Types of Motions in Indian Parliament

A motion refers to a formal proposal asking the house to take some action. In Parliament, motion is required to be made for any discussion with the permission of presiding officer. The motion are accepted or rejected on the basis of opinions and discussions in the house among members. There are three kinds of motions in parliament viz. substantive motion, substitute motion and subsidiary motion. Substantive motion is most dominating from of them.

Closure Motion

Closure is one of the means by which a debate may be brought to an end by a majority decision of the House, even though all Members wishing to speak have not done so.

Closure versus Guillotine

Guillotine refers to putting by the Speaker of outstanding question or questions relating to the business in hand on expiry of the time allotted for its discussion. While closure is preceded by a motion, guillotine is not preceded by any motion. On the last of the allotted days at the appointed time, the Speaker puts every question necessary to dispose of all the outstanding matters in connection with the demands for grants. During budget, guillotine concludes the discussion on demands for grants.

Privilege Motion

A privilege motion is moved against breach of parliamentary privileges. Parliamentary privileges are certain rights and immunities enjoyed by MPs, MLAs and MLCs, individually and collectively, so that they can effectively discharge their functions.

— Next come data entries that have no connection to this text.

PR #23590, opened 2026-02-26
[Codegen] Add PipelineAttrInterface and PassPipelineAttr

qedawkins:
This change adds an attribute interface for representing pass pipelines and a single basic attribute that uses the string based pass interpreter to populate a pipeline. The intent of this change is NOT to induce a refactor of all the pass pipelines, instead it's primarily to make testing structural pipeline changes with partially lowered inputs much easier. Today if you want to work on a change that affects later stages of a pass pipeline but will also require changes to earlier steps, it's hard to stage those changes since there isn't a convenient way to jump into the middle of a codegen pass pipeline (unlike the rest of the compiler which offers distinct stages).

### DIFF
--- a/compiler/src/iree/compiler/Codegen/Dialect/Codegen/IR/IREECodegenAttrs.cpp
+++ b/compiler/src/iree/compiler/Codegen/Dialect/Codegen/IR/IREECodegenAttrs.cpp
@@ -19,6 +19,50 @@
 #include "mlir/Dialect/Utils/StructuredOpsUtils.h"
 #include "mlir/IR/DialectImplementation.h"
 #include "mlir/IR/StorageUniquerSupport.h"
+#include "mlir/Pass/PassRegistry.h"
+
+// Custom parse/print directives for TranslationInfoAttr's pipeline field.
+// These must be defined before the generated .cpp.inc is included because
+// the ODS-generated parse/print methods call them.
+namespace mlir::iree_compiler::IREE::Codegen {
+
+/// Parses either a DispatchLoweringPassPipeline enum keyword (e.g.,
+/// `CPUDefault`) or a generic attribute implementing PipelineAttrInterface
+/// (e.g., `#iree_codegen.pass_pipeline<"canonicalize">`).
+static ParseResult parsePipelineAttr(AsmParser &parser, Attribute &result) {
+  StringRef keyword;
+  SMLoc loc = parser.getCurrentLocation();
+  if (succeeded(parser.parseOptionalKeyword(&keyword))) {
+    std::optional<DispatchLoweringPassPipeline> pipeline =
+        symbolizeDispatchLoweringPassPipeline(keyword);
+    if (!pipeline) {
+      parser.emitError(loc, "unknown pipeline keyword: ") << keyword;
+      return failure();
+    }
+    result =
+        DispatchLoweringPassPipelineAttr::get(parser.getContext(), *pipeline);
+    return success();
+  }
+  Attribute attr;
+  if (parser.parseAttribute(attr)) {
+    return failure();
+  }
+  result = attr;
+  return success();
+}
+
+/// Prints DispatchLoweringPassPipelineAttr as a bare keyword and other
+/// attributes (e.g., PipelineAttrInterface impls) via the generic printer.
+static void printPipelineAttr(AsmPrinter &printer, Attribute pipelineAttr) {
+  if (auto enumAttr =
+          dyn_cast<DispatchLoweringPassPipelineAttr>(pipelineAttr)) {
+    printer << stringifyEnum(enumAttr.getValue());
+    return;
+  }
+  printer.printAttribute(pipelineAttr);
+}
+
+} // namespace mlir::iree_compiler::IREE::Codegen
 
 #define GET_ATTRDEF_CLASSES
 #include "iree/compiler/Codegen/Dialect/Codegen/IR/IREECodegenAttrs.cpp.inc"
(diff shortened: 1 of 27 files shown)


compiler/src/iree/compiler/Codegen/Dialect/Codegen/IR/IREECodegenAttrs.td
```diff
@@ -269,22 +295,15 @@ def IREECodegen_TranslationInfoAttr :
...
-  let assemblyFormat = [{
-    `<` `pipeline` `=` `` $passPipeline
-    (`codegen_spec` `=` $codegenSpec^)?
-    (`workgroup_size` `=` `[` $workgroupSize^ `]`)?
-    (`subgroup_size` `=` $subgroupSize^)?
-    (`,` $configuration^)? `>`
+    The `passPipeline` field can be either:
+    - A `DispatchLoweringPassPipelineAttr` (enum keyword like `CPUDefault`).
+    - Any attribute implementing `PipelineAttrInterface` (e.g.,
+      `#iree_codegen.pass_pipeline<"...">`).
```
Max191, line 301: Why not just make a new codegen attr that implements `PipelineAttrInterface` and carries the enum on it, rather than allowing both enums and PipelineAttrInterface? Should basically just be moving some code around, and then all pipeline population happens through the same interface.

I know it would break the tuner, but it would be a simple fix AFAICT.

qedawkins: Not breaking the tuner helps, but the main reason is that different backends are allowed to interpret different enums however they like (None and TransformDialect are shared for example).

compiler/src/iree/compiler/Codegen/Dialect/Codegen/IR/IREECodegenAttrs.cpp
```diff
@@ -19,6 +19,50 @@
...
+  return success();
+}
+
+/// Prints DispatchLoweringPassPipelineAttr as a bare keyword and other
+/// attributes (e.g., PipelineAttrInterface impls) via the generic printer.
+static void printPipelineAttr(AsmPrinter &printer, Attribute pipelineAttr) {
+  if (auto enumAttr =
+          dyn_cast<DispatchLoweringPassPipelineAttr>(pipelineAttr)) {
+    printer << stringifyEnum(enumAttr.getValue());
+  } else {
```
kuhar: nit: exit early and no else

kuhar (approved):
I'd probably go even a step further and say that every dispatch pipeline has to be its own attribute that implements an interface, instead of relying on enum values. This would require updating a whole bunch of test updates.

But anyway, this refactor does seem like a good incremental step.

compiler/src/iree/compiler/Codegen/Dialect/Codegen/IR/IREECodegenAttrs.cpp
```diff
@@ -64,6 +108,28 @@ ArrayAttr ExportConfigAttr::getWorkgroupSizeIndexArray() {
...
 
+//===----------------------------------------------------------------------===//
+// iree_codegen.pass_pipeline
+//===----------------------------------------------------------------------===//
+
+LogicalResult PassPipelineAttr::buildPipeline(OpPassManager &pm) const {
+  if (failed(parsePassPipeline(getPipeline(), pm))) {
+    return failure();
+  }
+  return success();
```
krzysz00, line 119:
```suggestion
  return success(succeeded(parsePassPipeline(getPipeline(), pm)));
```

krzysz00 (approved):
Looks like a good first step to me

compiler/src/iree/compiler/Codegen/Dialect/Codegen/IR/IREECodegenAttrs.cpp
kuhar: I prefer what Quinn has because you can put breakpoints on each path

qedawkins:
> I'd probably go even a step further and say that every dispatch pipeline has to be its own attribute that implements an interface, instead of relying on enum values. This would require updating a whole bunch of test updates.
> 
> But anyway, this refactor doesn't seems like a good incremental step.

Yeah I'm thinking of something one step further. Adding support for new hardware/strategies/inputs is hitting scaling limits. It requires either extending the lowering config, new pipeline options, or new pass pipelines, all of which have disadvantages (hard to control attribute dsl, redundant/no-op passes, or duplicative code). So what I want to do is break up pipelines into smaller portions that cover a smaller space of the lowering pipeline. This has the benefit of giving us a notion of stages similar to the rest of the compiler. Imagine compile-from and compile-to for the codegen backends.

I also want to reframe the stuff for Codegen in the iree/src directory as a set of tools for building a compiler like LLVM and move the orchestration into the plugins.

kuhar:
> But anyway, this refactor doesn't seem like a good incremental step.

FYI, the negation here was an unintentional typo

compiler/src/iree/compiler/Codegen/LLVMCPU/LLVMCPULowerExecutableTarget.cpp
```diff
@@ -170,45 +169,57 @@ void LLVMCPULowerExecutableTargetPass::runOnOperation() {
...
+  // Check for a custom pipeline via PipelineAttrInterface.
+  Attribute pipelineAttr = translationInfo.getPassPipeline();
+  if (auto customPipeline =
+          dyn_cast<IREE::Codegen::PipelineAttrInterface>(pipelineAttr)) {
+    if (failed(customPipeline.buildPipeline(passManager))) {
+      funcOp.emitOpError("failed to build custom pass pipeline");
+      return signalPassFailure();
+    }
+  } else {
+    switch (pipeline) {
```
hanhanW: Where is the variable declared now?

hanhanW (approved):

compiler/src/iree/compiler/Codegen/LLVMCPU/LLVMCPULowerExecutableTarget.cpp
qedawkins: Oops, I messed up the rebase. Thanks!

When any of these rights and immunities is disregarded, the offence is called a breach of privilege and is punishable under law of Parliament or the state legislature. Each House also claims the right to punish as contempt actions which, while not breach of any specific privilege, are offences against its authority and dignity.

Calling Attention

Calling attention is a type of motion introduced by a member to call the attention of a minister to a matter of urgent public importance. The minister is expected to make authoritative statement from him on that matter.  It can be introduced in any house of the parliament.

Motion of Thanks

Motion of thanks is moved and voted in both houses parliament after the inaugural speech of the president at the beginning of first session of new Lok Sabha or first session of New Year. The speech of president is generally drafted by ruling party and its contents outline the vision of the central government. The discussion on motion of thanks generally allows the opposition to critically discuss the government’s vision, scope and policies. This motion must be passed in both of the houses. A failure to get motion of thanks passed (which may happen rarely) amounts to defeat of government and leads to collapse of government.

Dilatory motions

Dilatory motions refer to the motions that seek adjournment / delay / retard of the debate on Bills, motions or resolutions etc.